PR #353, opened 2025-12-31
CDP #352 - Accessibility tests

dleadbetter:
This pull request adds some (rudimentary) automated a11y tests using [Playwright](https://playwright.dev/) for all accessible pages in a particular deployment. Tests can be run using `npm run playwright` and will run accessibility tests against Chrome, Firefox, and Safari browsers. In order for the tests to run, the `A11Y_HOST` environment variable must be provided.

### DIFF
--- a/package.json
+++ b/package.json
@@ -6,6 +6,7 @@
     "start": "node scripts/build.mjs && tinacms dev -c \"astro dev\"",
     "build": "node scripts/build.mjs && npm run test-config && tinacms build && astro build",
     "preview": "astro preview",
+    "test-config": "vitest run config.test.ts",
     "vitest": "vitest run",
     "playwright": "npx playwright test"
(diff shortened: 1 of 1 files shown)


src/apps/session/SearchItem.tsx
```diff
@@ -42,51 +43,53 @@ const SearchItem = (props: Props) => {
         <TranslationContext.Provider
           value={{ lang, t }}
         >
-          <MapSearchContextProvider
+          <SearchConfigContextProvider
```
dleadbetter: @camdendotlol - I noticed a bug here. I remember you doing some work around this when implementing the non-map searches, so I just wanted to make sure I'm making the correct changes here.

camdendotlol (approved):

PR #383, opened 2026-01-12
Adding section margin options

ajolipa:
### In this PR
Improves page builder UX by adding the ability to add top and bottom margin directly to each section, rather than requiring a separate `spacer` section every time; this has a few advantages:
- Allows for negative top margin options, which accommodates some of the design requirements where some buttons or images overlap or partially overlap the previous section;
- Greatly cleans up the visual experience of building a page and saves time in building out designs;
- `Spacer` section can still be used in cases where a dividing line or a background color are desired.

The disadvantage is that spacer/margin sizing is now configured at two different points in the code, and the UI with the negative margins could be confusing to some users. I think the first of those can be solved in the future by just factoring out the definition, perhaps into some theme variables even (`---layout-spacer-lg` etc. or similar) and the second can be mitigated through documentation. I think it will be easier to implement those as separate PRs in the future once the current work is merged to `develop`, since it will require going through a bunch of the content files for the existing JUEL pages and updating field values.

This PR also has a few miscellaneous tweaks and fixes that were noticed while working on the new margin schema, and also adds some UI improvements to the Tina schema in various places.


dleadbetter:
Is there an issue we could link to this?

Issue #414, opened 2026-01-16
Header transparency not working and header blocking dropdown


ajolipa:
<img width="768" height="378" alt="Image" src="https://github.com/user-attachments/assets/7368edad-6df5-4aef-a323-fcde3dc42263" />

It seems that the `transparent` field was somehow dropped from the `pages` collection schema, or never successfully added; this causes the nav bar to always have the primary color background, even when not desired.

Additionally, the nav bar is still blocking the dropdown menus (see also Issue #367 ).

Issue #367, opened 2026-01-07
Dropdown menu appears behind navbar


dleadbetter:
On the "Explore" and "Pages" dropdown menus in the navbar, the menu appears behind the navbar element.

<img width="498" src="https://api.zenhub.com/attachedFiles/eyJfcmFpbHMiOnsibWVzc2FnZSI6IkJBaHBBOFNJREE9PSIsImV4cCI6bnVsbCwicHVyIjoiYmxvYl9pZCJ9fQ==--b9b09c257d559953eb4300bdd6c53de828e8a879/Screenshot%202026-01-07%20at%207.59.02%E2%80%AFAM.png" alt="Screenshot 2026-01-07 at 7.59.02 AM.png" />

Issue #392, opened 2026-01-13
Contact form


dleadbetter:
Design and implement a way to allow a contact form (using Netlify forms) to be submitted by site visitors.

<img width="769" src="https://api.zenhub.com/attachedFiles/eyJfcmFpbHMiOnsibWVzc2FnZSI6IkJBaHBBMW1XREE9PSIsImV4cCI6bnVsbCwicHVyIjoiYmxvYl9pZCJ9fQ==--c7a70b166ab7574c7e635571e34c8cc2c0bbae9e/Screenshot%202026-01-13%20at%209.25.21%E2%80%AFAM.png" alt="Screenshot 2026-01-13 at 9.25.21 AM.png" />

PR #415, opened 2026-01-16
Fixing transparency and z-index of nav bar

ajolipa:
### In this PR
Addresses the issues raised in Issue #414 (and see also Issue #367 ), as well as cleanup of a repeated import.


src/layouts/Header.astro
```diff
@@ -22,7 +22,7 @@ const {
 
 <div
   class={clsx(
-    'flex flex-row justify-center w-full z-30 text-text-primary',
+    'flex flex-row justify-center w-full z-10 text-text-primary',
```
dleadbetter: I ran into this in #392. It's also blocking the notifications panel. Do we need to specify a z-index at all?

ajolipa: With no z-index it ends up hidden behind the hero on pages that have the navigation on top of the hero section.

dleadbetter (approved):

Issue #374, opened 2026-01-07
Footer button padding


dleadbetter:
Left/right padding is not the same on the footer buttons.

<img width="978" height="291" alt="Image" src="https://github.com/user-attachments/assets/6446a37d-f4a9-4506-a4c1-cb861aa0f292" />

<img width="673" height="335" alt="Image" src="https://github.com/user-attachments/assets/4ef67a36-3894-456a-b1da-0774360eeaaf" />

PR #418, opened 2026-01-16
CDP #374 - Footer buttons

dleadbetter:
This pull request fixes the issues with the `LinkButton` components in the footer presented in #374.

**Disclaimer:** This seems to have broken some of the places where this component is used as a link without padding and with underline text decoration. I would argue that the purpose of this component is to format a `<a>` tag as a button, so perhaps we need a separate component for when we want to render a more traditional link?

Screenshot 2026-01-16 at 6 49 34 AM
Screenshot 2026-01-16 at 6 50 07 AM

### DIFF
--- a/src/components/LinkButton.tsx
+++ b/src/components/LinkButton.tsx
@@ -9,33 +9,47 @@ interface Props {
   color?: string;
   content: JSX.Element | string;
   href: string;
+  target?: string;
   text?: string;
 }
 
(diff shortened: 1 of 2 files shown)


camdendotlol (approved):
Looks good.

Going by https://github.com/search?q=repo%3Aperformant-software%2Fcore-data-places%20linkbutton&type=code this component doesn't seem to be used in a lot of places so the issue in the disclaimer should be easy to take care of.

PR #433, opened 2026-01-22
Adding published flag and post categories

ajolipa:
### In this PR
- Adds a `publish` flag to the `posts` model to optionally use a draft/published workflow where posts aren't shown on the frontend until they're marked `publish`;
- Adds a `categories` list to the posts schema which is populated from a list of values set in the `config.json` file; when present it will add a dropdown menu to the posts page where viewers can select a category to filter by.
image

### Notes
- I was initially going to add this all to `paths` as well because why not, but it looks like paths hasn't yet been updated to the progressing loading thing, so it would be a few more steps to add the filtering and category stuff there.
- I'm using the HeadlessUI `ListBox` component for the dropdown since as best I could tell we don't have a simple list select component built out in our `react-components` library, but it's definitely possible that I just missed something. In the future if we do add such a component to the library, this should probably be updated to use it.

### DIFF
--- a/src/apps/posts/PostList.tsx
+++ b/src/apps/posts/PostList.tsx
@@ -19,7 +19,6 @@ const PostList = (props: Props) => {
   const { lang } = props;
 
   const [cursor, setCursor] = useState<string | null>(null);
-  const [showMore, setShowMore] = useState<boolean>(false);
   const [posts, setPosts] = useState<any[]>([]);
   const [category, setCategory] = useState<string | null>(null);
   const [loading, setLoading] = useState<boolean>(false);
@@ -41,8 +40,7 @@ const PostList = (props: Props) => {
     const res = await fetchPosts(params);
 
     setPosts(prev => prev.concat(res.posts));
-    setCursor(res.metadata?.endCursor);
-    setShowMore(res.metadata?.hasNextPage);
+    setCursor(res.metadata?.hasNextPage ? res.metadata?.cursor : null);
     setLoading(false);
   }, [category]);
 
@@ -98,7 +96,7 @@ const PostList = (props: Props) => {
           </a>
         )) }
       </div>
-      { showMore && !loading && (
+      { cursor && !loading && (
         <div className='w-full flex justify-center items-center py-6'>
           <Button
             onClick={() => onLoadPosts(cursor)}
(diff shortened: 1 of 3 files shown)


src/apps/posts/PostList.tsx
```diff
@@ -27,39 +34,71 @@ const PostList = (props: Props) => {
...
+        }
       </div>
       <div className='flex flex-col italic text-lg divide-y divide-secondary text-[#222222]'>
+        { loading && <p className='not-italic text-base'>{t('loading') || 'Loading'}...</p>}
         { _.map(posts, (post) => (
           <a
             className='hover:underline hover:font-semibold py-4 font-header'
-            href={getRelativeLocaleUrl(lang, `posts/${post._sys.filename}`)}
-            key={post._sys.filename}
+            href={getRelativeLocaleUrl(lang, `posts/${post?._sys?.filename}`)}
```
dleadbetter: Interesting. Will the `posts` array ever contain null/undefined values?

tina/content/settings.ts
```diff
@@ -21,6 +21,34 @@ const Settings: Collection = {
       name: 'localize_pages',
       label: 'Localize Pages',
       type: 'boolean'
+    }, {
+      name: 'posts_config',
```
dleadbetter: Let's document these changes in the README.

src/apps/posts/PostList.tsx
```diff
@@ -27,39 +34,71 @@ const PostList = (props: Props) => {
...
+                    </ListboxOption>
+                  )) }
+                </ListboxOptions>
+              </Listbox>
+            </div>
+          )
+        }
       </div>
       <div className='flex flex-col italic text-lg divide-y divide-secondary text-[#222222]'>
+        { loading && <p className='not-italic text-base'>{t('loading') || 'Loading'}...</p>}
```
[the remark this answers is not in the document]
ajolipa: Oh yeah good catch, this was an impatient step to test it out quickly which I never went back and fixed. Thanks!

tina/content/settings.ts
dleadbetter: Should have also mentioned, can we add a test for this in `config.test`?

dleadbetter (approved):

PR #460, opened 2026-01-27
Add `range` as accepted facet type in config

### LINKED ISSUE #438: Allow `range` type for facets
Right now in the config if you specify type `range` for a facet, the build will fail at the testing stage because the tests look for the type to be either `list` or `select`. I assume that's to stop people from accidentally specifying that a non-numerical field should be `range`, but we should be able to handle that case and still allow for numerical facets to be rendered as range sliders.

ajolipa:
### In this PR
Resolves #438 by adding `range` to the set of allowed `type` values for items in the `search.facets` field in the config. This is necessary because in some data models (e.g. JUEL) we may have numeric fields on models that aren't the dates of associated events, which is currently the only thing we display as a range facet by default I believe.

Note that upon testing it seems that a non-numerical field with `range` as the specified type will simply not render, and will not crash the page or cause any errors, so the danger is low in giving users this power.


dleadbetter:
How much longer do you think it would take to fix in `react-components`? I think it would be worth it so that users do not have to manually set the type on the facet.

ajolipa:
Closing this since we addressed the issue in `react-components` instead.

PR #494, opened 2026-02-06
Adding EditionCrafter viewer option for detail pages

ajolipa:
### In this PR
Adds the ability to configure an `editioncrafter_config` object in the `detail_pages.<model>` object in the config. If supplied, the `GeoHeader` on the record detail page will be replaced with the EditionCrafter viewer for the corresponding document, as specified via a FairCopy ID field in FairData. Note as currently configured this feature is only available for models whose records are associated with documents in a FairCopy Cloud 2 project.

### Notes and further work
- The back arrow at the top of the detail page was already pretty broken, since the embedded maps use hash routing to track state so you often had to click several times to actually navigate to the previous page (and the text "Back to Items" or whatever is a lie in any case; it's just calling `history.back()`). This attempts to fix the first of those problems by actually tracking the referrer URL when the page first loads and taking you back there. It does not solve the second problem of the wording being misleading.
- This is currently using a beta release of EC that I just made that fixes some janky behavior of the competing hash routes between the embedded map and EditionCrafter; that fix should be further tested and incorporated into whatever the next real release of EC is, and then CDP updated to use the new version.


src/apps/pages/RecordDetail/EditionCrafterViewer.astro
```diff
@@ -0,0 +1,28 @@
...
+const validManifest = await fetch(manifestURL).then((res) => (res.status === 200));
+
+---
+{ validManifest && ( 
+  <div class='w-full pb-6 relative h-[800px]'>
+    <div class='bg-primary h-[80px] w-full' />
+    <div class='absolute gap-6 w-full top-0 h-full'>
+      <Container className='h-full'>
+        <EditionCrafter
+          documentName="Test"
```
dleadbetter: Is this a required prop? I'm not sure we want to hard-code "Test" as the value. Is there any other way to get a name from the current record?

package.json
```diff
@@ -31,6 +31,7 @@
     "@astrojs/sitemap": "^3.4.1",
     "@astrojs/ts-plugin": "^1.10.4",
     "@auth/core": "^0.37.4",
+    "@cu-mkp/editioncrafter": "^1.3.1-beta.12",
```
dleadbetter: I think this is fine for testing (I do it all the time with `react-components`), but will we want an actual release before merging this?

README.md
```diff
@@ -107,35 +107,19 @@ Copy the `/public/config.json` file into your content repository to `/content/se
...
-| detail_pages.models.places.related_manifest.model               | String  | Model to use for the related manifest                                                                                                                                                        |
-| detail_pages.models.places.related_manifest.relationship        | String  | ID of the relationship to display in the viewer                                                                                                                                              |
+| detail_pages                                                    | Object  | Configuration for the detail pages. `<modelname>` can be any of `events`, `instances`, `items`, `organizations`, `people`, `places`, `taxonomies`, or `works`                                |
+| detail_pages.models.<modelname>.editioncrafter_config                 | Object  | Optional configuration for an EditionCrafter viewer (requires associated FairCopy Cloud project)                                                                                       |
```
dleadbetter: We'll want to update the Tina `settings` schema, otherwise this will contribute to issues with editing the config via Tina.

PR #497, opened 2026-02-06
Add missing config fields to Tina

camdendotlol:
# Summary

This PR adds a bunch of config fields that were missing from the Tina interface, including the recently-added `result_card.relationships` array.


dleadbetter (commented):
Looks good. Any idea why `package-lock.json` might be changing?

PR #6, opened 2026-06-13
deps: modernize requirements for Python 3.12 (verified install + tests)

cgfixit:
Re-audited the proposed 'hardened' requirements against actual code usage and the
live package index/advisories, then installed + tested the result on Python 3.12.

Key corrections vs the proposal:
- Drop langgraph-checkpoint/-sqlite: unused (soul persistence is stdlib sqlite3;
  graph.py uses only StateGraph/END). Their CVEs don't apply to this app.
- langchain-core 1.3.3 (proposed 1.3.2 was still vulnerable to CVE-2026-44843).
- Keep numpy 1.26.4 (numpy 2.x breaks chromadb's onnxruntime dependency).
- pytest 9.0.3 (fixes CVE-2025-71176; proposed 8.3.4 still vulnerable).
- Keep nltk (required by retrieval/stemmer.py); remove unused matplotlib + pytest-asyncio.
- fastapi 0.136.3 pulls starlette>=1.0.1 (fixes Range-DoS + BadHost CVEs).
- langgraph 1.1.10 (conservative-mature track; '1.1.15' does not exist).

Adds constraints.txt (full transitive pin tree), pytest.ini, a two-step CPU-torch
install in README, and REQUIREMENTS_AUDIT.md documenting the CVE table and the
Python 3.12 install/import/unit/runtime test results.

https://claude.ai/code/session_01WKi36FBRzLtMKXN2tMt715


cgfixit:
“Embedded client users are NOT affected. Applications using only chromadb.PersistentClient in-process without a running server, exposed REST API, or trust_remote_code parameters are safe.”
That’s exactly PsyClaw’s configuration (embedded PersistentClient, binds to 127.0.0.1, no server, no trust_remote_code, embeddings supplied directly) — so it’s not exploitable at runtime

PR #14, opened 2026-06-16
Config-driven prompt filter & performance optimizations

cgfixit:
## Summary
This PR refactors the prompt injection filter to be entirely configuration-driven, adds caching to hot paths to reduce overhead, and includes several performance optimizations across the codebase.

## Key Changes

**Prompt Filter (utils/sanitizer.py)**
- Moved hardcoded `BANNED_PATTERNS` and `MAX_INPUT_CHARS` into `config.yaml` under `policy.prompt_filter`
- Added `_load_filter()` with `@lru_cache` to compile regex patterns once per config file instead of on every call
- Made filter configurable with `enabled`, `banned_patterns`, and `max_input_chars` settings
- Updated `check_input()` to return the query (enabling inline usage) and accept `config_path` parameter
- Updated `sanitize_chunk()` to accept `config_path` and use cached compiled patterns
- Improved error messages and documentation

**Rate Limiting (gate.py)**
- Added `_sweep_rate_limits()` to evict stale client entries and prevent unbounded memory growth
- Refactored `check_rate_limit()` to use a local `recent` list, reducing dict mutations
- Sweep runs at most once per window to keep the common path cheap

**Embeddings (retrieval/embeddings.py)**
- Added `_embeddings_cfg()` with `@lru_cache` to parse config once per path
- Fixed file descriptor leak by using context manager (`with open()`) instead of `yaml.safe_load(open())`
- Eliminates redundant config parsing on every embedding call

**Stemming (retrieval/stemmer.py)**
- Compiled token regex `_TOKEN_RE` once at import instead of on every `tokenize_and_stem()` call
- Added `@lru_cache(maxsize=100_000)` to `stem_token()` to cache stemming results
- Reduces regex compilation and stemming computation on repeated tokens

**Keyword Search (retrieval/hybrid_search.py)**
- Replaced full `sorted()` with `heapq.nlargest()` for top-k selection
- Reduces complexity from O(n log n) to O(n log k) per keyword query

**Indexing (retrieval/indexer.py)**
- Updated `sanitize_chunk()` call to pass `config_path` parameter

**CI (`.github/workflows/ci.yml`)**
- Added `cc` branch to CI triggers
- Changed pytest output from `--tb=no` to `--tb=short` for better debugging
- Removed `|| echo` fallback to properly fail on test failures

## Implementation Details
- All caching uses `@lru_cache` with appropriate `maxsize` values to balance memory and performance
- Config loading is cached per path to support multiple config files in tests
- Patterns are compiled with `re.IGNORECASE` once and reused, avoiding recompilation
- The filter can be disabled entirely via config for deployments that don't need it

https://claude.ai/code/session_01ExrmzbcxDWZm5sMnpuLRWB

### DIFF
--- a/.github/workflows/ci.yml
+++ b/.github/workflows/ci.yml
@@ -46,9 +46,9 @@ jobs:
       - name: Run safe tests + coverage
         shell: bash
         run: |
-          pytest tests/test_sanitizer.py tests/test_rate_limit.py -q --tb=no \
+          pytest tests/test_sanitizer.py tests/test_rate_limit.py -q --tb=short \
             --cov=utils/sanitizer --cov=utils \
-            --cov-report=xml --cov-report=html --cov-report=term-missing || echo 'Safe tests done'
+            --cov-report=xml --cov-report=html --cov-report=term-missing
 
       - name: Upload Coverage Report
         uses: actions/upload-artifact@v4
--- a/.github/workflows/ci.yml
+++ b/.github/workflows/ci.yml
@@ -2,9 +2,9 @@ name: PsyClaw CI (Simplified + Coverage)
 
 on:
   push:
-    branches: [ main ]
+    branches: [ main, cc ]
   pull_request:
-    branches: [ main ]
+    branches: [ main, cc ]
 
 jobs:
   test:
--- a/config.yaml
+++ b/config.yaml
@@ -76,20 +76,24 @@ policy:
     send_local_context_to_grok: false
   prompt_filter:
     enabled: true
+    # Regex patterns (single-quoted so backslashes reach the regex engine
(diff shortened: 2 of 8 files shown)


cgfixit:
Closing in favor of the cherry-pick route. The identical diff (8 files, +157/−59 — config-driven sanitizer, embeddings FD-leak fix, BM25 `heapq.nlargest`, stemmer cache, rate-limiter memory bound, CI triggers) has been brought onto `main` via #23 (merged as `b6f3fca`), which keeps `cc` as a standalone branch with no history join into `main`.

`cc` itself is untouched by this — its branch pointer (`f9c4849`) is unchanged. No action needed here.

---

* * * * * * * * *

Task requirements
Please reproduce exactly the lines in the listing above from the one containing "- Patterns are" through the one containing "--cov=utils/sanitizer --cov=utils \", both included, and nothing more.

Result for this task
- Patterns are compiled with `re.IGNORECASE` once and reused, avoiding recompilation
- The filter can be disabled entirely via config for deployments that don't need it

https://claude.ai/code/session_01ExrmzbcxDWZm5sMnpuLRWB

### DIFF
--- a/.github/workflows/ci.yml
+++ b/.github/workflows/ci.yml
@@ -46,9 +46,9 @@ jobs:
       - name: Run safe tests + coverage
         shell: bash
         run: |
-          pytest tests/test_sanitizer.py tests/test_rate_limit.py -q --tb=no \
+          pytest tests/test_sanitizer.py tests/test_rate_limit.py -q --tb=short \
             --cov=utils/sanitizer --cov=utils \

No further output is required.